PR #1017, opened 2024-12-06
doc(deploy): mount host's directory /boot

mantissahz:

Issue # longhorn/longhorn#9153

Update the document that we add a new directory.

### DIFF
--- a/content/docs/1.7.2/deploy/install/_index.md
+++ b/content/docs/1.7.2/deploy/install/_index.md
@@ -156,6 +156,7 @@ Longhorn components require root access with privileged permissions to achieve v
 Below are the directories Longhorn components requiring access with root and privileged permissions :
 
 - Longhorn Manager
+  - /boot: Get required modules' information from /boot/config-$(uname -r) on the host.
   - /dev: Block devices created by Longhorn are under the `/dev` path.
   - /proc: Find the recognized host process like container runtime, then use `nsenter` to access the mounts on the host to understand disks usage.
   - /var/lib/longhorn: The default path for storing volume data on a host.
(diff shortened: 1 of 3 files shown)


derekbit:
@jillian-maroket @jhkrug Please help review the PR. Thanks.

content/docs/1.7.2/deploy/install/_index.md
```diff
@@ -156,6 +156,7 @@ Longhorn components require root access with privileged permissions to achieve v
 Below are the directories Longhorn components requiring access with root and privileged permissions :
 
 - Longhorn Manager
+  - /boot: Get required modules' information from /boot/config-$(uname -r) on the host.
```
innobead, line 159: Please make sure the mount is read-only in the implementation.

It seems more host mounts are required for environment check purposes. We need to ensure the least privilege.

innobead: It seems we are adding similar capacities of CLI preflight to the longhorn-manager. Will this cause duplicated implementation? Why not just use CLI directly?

____________

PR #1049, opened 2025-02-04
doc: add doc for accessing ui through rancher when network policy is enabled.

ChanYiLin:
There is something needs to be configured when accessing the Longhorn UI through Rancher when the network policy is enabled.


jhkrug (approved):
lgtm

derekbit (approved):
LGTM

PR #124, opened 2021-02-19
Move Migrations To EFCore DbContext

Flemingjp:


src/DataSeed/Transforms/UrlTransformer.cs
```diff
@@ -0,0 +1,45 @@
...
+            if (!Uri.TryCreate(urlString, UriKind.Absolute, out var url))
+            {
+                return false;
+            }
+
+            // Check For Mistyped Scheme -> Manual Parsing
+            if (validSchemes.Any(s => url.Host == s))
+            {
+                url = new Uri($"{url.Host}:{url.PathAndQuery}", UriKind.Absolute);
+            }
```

____________

- _EXERCISE DESCRIPTION_
Locate the word "network" in the records above, and return each line that has it.

- _TASK RESULT_
doc: add doc for accessing ui through rancher when network policy is enabled.
There is something needs to be configured when accessing the Longhorn UI through Rancher when the network policy is enabled.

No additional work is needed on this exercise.